16 August 2010

How to Scan a Lot of Books

Don't bother reading this post if you are opposed to violence towards books.

Books are hard to move for mobile families.  I hadn't really bought many books for the last 5-10 years before scanning everything because we moved so often and nearly always had an excellent public library, but we still had over 1000 books.  They'd been moved and stored, and, every once in a while, all of them were out on shelves.  It was impossible to take them overseas, impractical to store them again, and painful to part with them.

So we scanned them.  It was a huge project, but we ended up with 600 scanned ebooks (we gave the rest away, or sold a few).  I don't regret one second spent on that project.  It was the best preparation I have ever done for an overseas move.

Most people are rather horrified when they learn that I cut up so many books and then recycled them all.  But there have been a few people, usually those who've moved overseas without help, who get it.  Ebooks are a lifesaver.

Anyway. It took some time to figure out how to get the scanning done quickly.  We started with a flatbed scanner and an old computer and it took forever to get through one book, so we bought this scanner.

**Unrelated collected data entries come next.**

PR #7346, opened 2026-09-17
feat(providers): add Inference APIs

TaylorHawkes:
Adds [Inference APIs](https://inferenceapis.com) (`https://api.inferenceapis.com/v1`), an OpenAI-compatible gateway serving open-weight chat models on pay-as-you-go prepaid credit. It implements `/v1/chat/completions` and `/v1/responses` for every chat model listed.

- 9 chat models, all via `base_model` pointing at existing lab metadata, so no new `models/` files.
- Provider files are override-only: `cost` (with `cache_read` where cached input is discounted), `reasoning_options`, `interleaved`, and real deltas:
  - Kimi K2.7 Code: `structured_output = false` and text-only input on this host.
  - MiniMax M3: 524k context on this host.
  - DeepSeek V4 family: 1,048,576 context.
- Reasoning controls are the ones the gateway actually honours: a toggle where thinking can be switched off, effort levels where it cannot (GPT-OSS, GLM).
- Prices checked against https://inferenceapis.com/pricing on 2026-09-17.
- `logo.svg` is a single path using `currentColor`.
- `bun validate` passes.

Disclosure: I run this service.


TaylorHawkes:
Addressed all three review items in the follow-up commit, using measurements against the live API (2 to 3 runs per setting, reasoning tokens compared):

- **DeepSeek V4 Flash / V4 Pro**: now `toggle` + effort `high|max`. `max` roughly doubles reasoning tokens over the default; `low` and `medium` are accepted but measured the same as `high`, so they are not listed.
- **DeepSeek V4.1 Flash**: now `toggle` + effort `low|high|xhigh|max`, which is exactly what the host validates (`medium` returns HTTP 400).
- **GLM 5.3 / 5.3 Flash**: added `max` (measured low < high < max; max is the default).
- **Kimi K2.7 Code**: added `attachment = false` next to the text-only modalities.

`bun validate` passes.

PR #7400, opened 2026-09-18
Dev

### LINKED ISSUE #6879: Adding Nebul as provider for opencode

wynandhuizinga:
Add https://nebul.com as a provider with its in-scope chat models (12 today), plus an hourly sync module.

Supersedes #6876 (rebased cleanly onto current dev; resolves its remaining review items). The Ministral 3 14B lab file landed upstream in the meantime, so the only new lab entry is Alibaba's Qwen3 30B A3B Instruct.

Closes #6879.

## Sources
| Data | Verified against |
| --- | --- |
| Reasoning effort values | live `GET https://api.inference.nebul.io/model/info` "reasoning_efforts" is the per-model source of truth (GLM-5.3-Flash: low\|high\|max; GLM-5.3: empty list; Mistral Medium 3.5: low\|medium\|high\|max) |
| gpt-oss-120b high/medium/low via reasoning_effort | Nebul docs (only model the docs demonstrate) |
| Wire fields | Nebul docs: `reasoning_effort` param, no toggle, no budget; traces in message.reasoning |
| Lifecycle | `model_info.superseded_by_model_name` in /model/info (GLM-5.1/5.2-FP8 → GLM-5.3; Qwen3-VL-235B-A22B-Thinking → Qwen3.5-397B-A17B) |

## Catalog scope
- General chat models only: embeddings and rerankers (by mode/model_type), specialized document-OCR models (name-scoped), entries the host flags via `display_tags` (Guard Model / Content Safety / Private / Internal), and server-side-superseded entries all skip silently. No name lists beyond the OCR scope rule exist in the module.
- Private/Internal-tagged entries (e.g. the approval-gated Google and Ministral IDs dropped during review) are excluded durably by this tag filter, independent of server-side timing. Two early-access models dropped during review carry no tag, so their durable exclusion still depends on server-side removal.

## Reasoning controls policy
- Effort-only where the host advertises values in /model/info or the docs demonstrate them (the models listed above). All other reasoners use `reasoning_options = []` with a sourced comment; no toggles, no budgets.
- Sync preserves authored `[]` exactly; if nothing is advertised and nothing authored, new syncs fail closed with a missing-reasoning-controls error instead of inventing values.

## Sync deletion safety
- Deletes only happen when the host still serves enough entries (deleteDropped ≥10 live models / ≥50% retention), preserving existing catalog models otherwise.
- Whole-catalog faults (empty response, or no entry matching the chat-model filter) fail closed in parseModels before any file is written or deleted.


wynandhuizinga:
superseeded by https://github.com/anomalyco/models.dev/pull/7871

PR #7423, opened 2026-09-18
feat(aihubmix): add gemini-3.8-flash

0genlab:
AIHubMix serves `gemini-3.8-flash`, but the catalog carried no aihubmix entry for it.

Cost, the context figures and the feature flags come from the provider's public
model listing, `https://aihubmix.com/api/v1/models?type=llm` (accessed 2026-09-19):

```json
{
  "model_id": "gemini-3.8-flash",
  "pricing": {
    "cache_read": 0.075,
    "input": 0.75,
    "output": 3.75
  },
  "features": "thinking,tools,function_calling,structured_outputs,web,long_context",
  "reasoning": true,
  "context_length": 1048576,
  "max_output": 65536
}
```

The reasoning controls come from AIHubMix's published model-data index,
`https://aihubmix.com/model-data/index.json`:

```json
{
  "id": "gemini-3.8-flash",
  "last_verified": "2026-09-03",
  "protocols": [
    "openai.chat_completions",
    "openai.responses",
    "anthropic.messages",
    "google.gemini"
  ],
  "reasoning_options": [
    {
      "type": "effort",
      "values": [
        "low",
        "medium",
        "high"
      ],
      "default": "medium"
    },
    {
      "type": "budget_tokens"
    }
  ]
}
```

`limit`, `modalities`, `attachment` and `tool_call` inherit from
`models/google/gemini-3.8-flash.toml` rather than being repeated here. `bun validate` passes and
the model resolves in the built catalog with ctx=1048576 out=65536 input=["text","image","video","audio","pdf"].


0genlab:
Dropped `budget_tokens` in 447e5b2 — agreed, it was not model-level evidence.

Root cause on our side: the entry came from a generic multi-protocol field dump. Our internal model database derived `budget_tokens` from "the capability cell exists on some protocol face", regardless of whether that cell was an actual model-level confirmation or merely "the protocol spec lists this field". Spec coverage is not model support, so the two collapsed into the same output. That derivation is now fail-closed — `toggle` and `budget_tokens` are emitted only when at least one protocol face carries an official model-level confirmation for that model. Across our catalog that retracted 49 spurious `budget_tokens` and 13 spurious `toggle` entries; `gemini-3.8-flash` was one of them and now projects as effort-only, matching this file.

`effort = low|medium|high` is unchanged and is the real model-level control. The leading comment drops the budget field paths along with it.

PR #7425, opened 2026-09-18
feat(aihubmix): add muse-spark-1.3

0genlab:
AIHubMix serves `muse-spark-1.3`, but the catalog carried no aihubmix entry for it.

Cost, the context figures and the feature flags come from the provider's public
model listing, `https://aihubmix.com/api/v1/models?type=llm` (accessed 2026-09-19):

```json
{
  "model_id": "muse-spark-1.3",
  "pricing": {
    "cache_read": 0.165,
    "input": 1.375,
    "output": 4.675
  },
  "features": "thinking,tools",
  "reasoning": true,
  "context_length": 1048576,
  "max_output": 1000000
}
```

The reasoning controls come from AIHubMix's published model-data index,
`https://aihubmix.com/model-data/index.json`:

```json
{
  "id": "muse-spark-1.3",
  "last_verified": "2026-09-04",
  "protocols": [
    "openai.chat_completions",
    "openai.responses",
    "anthropic.messages"
  ],
  "reasoning_options": [
    {
      "type": "effort",
      "values": [
        "minimal",
        "low",
        "medium",
        "high",
        "xhigh"
      ],
      "default": "medium"
    },
    {
      "type": "budget_tokens"
    }
  ]
}
```

The listing quotes `max_output: 1000000` against the lab entry's 131072. A relay cannot serve a wider ceiling than the model it relays, so the file inherits the lab limit rather than widening it; if 1M output is real, `models/meta/muse-spark-1.3.toml` is where it belongs.

`limit`, `modalities`, `attachment` and `tool_call` inherit from
`models/meta/muse-spark-1.3.toml` rather than being repeated here. `bun validate` passes and
the model resolves in the built catalog with ctx=1048576 out=131072 input=["text","image","video","pdf","audio"].


0genlab:
Dropped `budget_tokens` in 2f74a1a — agreed, it was a generic multi-protocol dump rather than a model-specific control.

Root cause on our side: our internal model database derived `budget_tokens` from "the capability cell exists on some protocol face", without distinguishing an official model-level confirmation from mere protocol-spec coverage. Spec coverage is not model support, so the two collapsed into the same output (which is also why the leading comment had picked up a Gemini `thinkingBudget` path on a Meta model). That derivation is now fail-closed — `toggle` and `budget_tokens` are emitted only when at least one protocol face carries an official model-level confirmation. Across our catalog that retracted 49 spurious `budget_tokens` entries; `muse-spark-1.3` was one of them and now projects as effort-only, matching this file.

On `max`: deliberately not added. Meta's 1.3 launch post states "Previously available reasoning modes are available today with max reasoning coming shortly after we finish additional safety testing" (https://research.meta.ai/blog/introducing-muse-spark-1-3), so the "Muse Spark 1.3 (max)" label in the model page benchmark table is a scoring-run label, not an API availability statement. The effort set stays `minimal|low|medium|high|xhigh`; we will add `max` once Meta ships it.

PR #7434, opened 2026-09-18
feat(provider): add Holver

zenttzy:
Holver (https://holver.id) is an OpenAI-compatible AI model gateway. This PR registers it as a native provider so OpenCode users get it via `/connect`.

**Endpoint & auth**
- Base URL: `https://api.holver.id/v1` (verified: public docs app `BASE_URL`, nginx `api.holver.id`, live `GET /v1/models` returns 401 without key with OpenAI-style error)
- Auth: `Authorization: Bearer $HOLVER_API_KEY`
- Adapter: `@ai-sdk/openai-compatible` (`/v1/chat/completions`, `/v1/responses`, `/v1/messages`; streaming, tools/tool_choice, response_format, reasoning_effort passthrough)
- Docs: https://holver.id/docs · Catalog: https://holver.id/models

Fujitsu ScanSnap S1500 Instant PDF Sheet-Fed Scanner for PC
I never thought a scanner could make me so happy. It folds up into a nice little package and all that, but it works amazingly quickly.  It's not a flatbed scanner so (here's the catch for a lot of people) I have to cut the binding off all my books.  I was curious how long it took so I timed it and took pictures.  Here's the process:

10:23 AM Begin cutting. There are lots of ways to do this. I don't recommend using a saw because it creates a lot of dust that can jam up your scanner. You can take your books to an office supplies store and they'll cut off the bindings for about $1, but that adds up quickly when you need hundreds of bindings cut off. You can buy a guillotine cutter like the office stores use and do it yourself.

I decided to use my fabric supplies because they were available, cheap, and the mat wasn't going to get stored anyway (it's gotten pretty beat up in the process). First, I recommend cutting the book into sections with a box cutter or exacto knife. It's much easier to work with smaller sections, the cutting is neater, and it ends up not taking any longer. 50-75 pages is good.

Then use a rotary cutter to neatly slice off the binding.  Make sure you don't leave any glue bits on the page, but try to take off as little as possible.  As I said before, it's much easier to do this if you're not working with a huge chunk of the book.

Finally, you need to check the pages to make sure none are still stuck together.  Flipping carefully through the pages helps you notice this.  It's worth taking the time to check the pages well. The entire cutting process took 6 minutes for a 270-page paperback. 

10:29 AM Begin scanning. It took me 10 minutes to scan the 270-page book, but it would have taken our faster computer about 7 minutes. 

You can stop here because the scanner creates a pdf document. However, it doesn't create a searchable document that can have its font adjusted on an ereader. If that what you want, then you'll need to open up Adobe Acrobat and run the book through OCR. That took my (slow) computer 19 minutes.

Obviously, all these steps can be shortened a lot by combining them, and the longest part is the OCR which doesn't require any effort at all on my part (I'd usually tell it to OCR a lot of books overnight). The process can take a little longer when you're cutting up a book with pages wider than 8.5 inches. You'll need to figure out where to trim more paper off.

One more thing- we got a refurbished scanner.  It includes Adobe Acrobat standard, which we needed to buy anyway, so we were very happy with the price for the scanner.  If you already have Adobe and buy the scanner new, it'll be more than $400.

Totally happy.


  1. You are very convincing! (I've seen that Silk Road book before.)

  2. How big are the PDF files at the end?
    I'll admit I had never heard of OCR before but I am guessing it is the format used in ereaders. Do you have an ereader? Do you like it?

  3. The size of the files depends mostly on how many pictures the book has. The Silk Road book had some pictures, so it ended up at about 17 MB. A book that size without any pictures or images is about 4-5 MB, so it's a larger size than what you'd buy (if the book I'm scanning were actually available as ebooks). The file size is much smaller after you OCR it.

    OCR is optical character recognition. If you just scan each page as a single image or PDF file, an ereader with a small screen can't increase the font size of the words because the letters aren't recognized as words. If you have a reader like a Kindle DX or even an iPad, it's not such a problem.

    All the books I've done are pdf files. I prefer epub, but I can't do that right now.

    And yes, I have a Sony Reader that I love. If we didn't move much, none of this would be worth it, but digitizing our library makes sense.

  4. I think about two minutes after we built our new bookshelves they started to look totally anachronistic to me. I'm reading everything as etext these days. I prefer to buy etext.

    I think your scanner method is ingenious. Really, the point is to have something to read, to have access to one's library. So often the people I meet who are attached to tangible books (like my dh) are people who don't read that much.

  5. Oh my gosh, I still can't believe you did this. But I just recommended your post again to someone.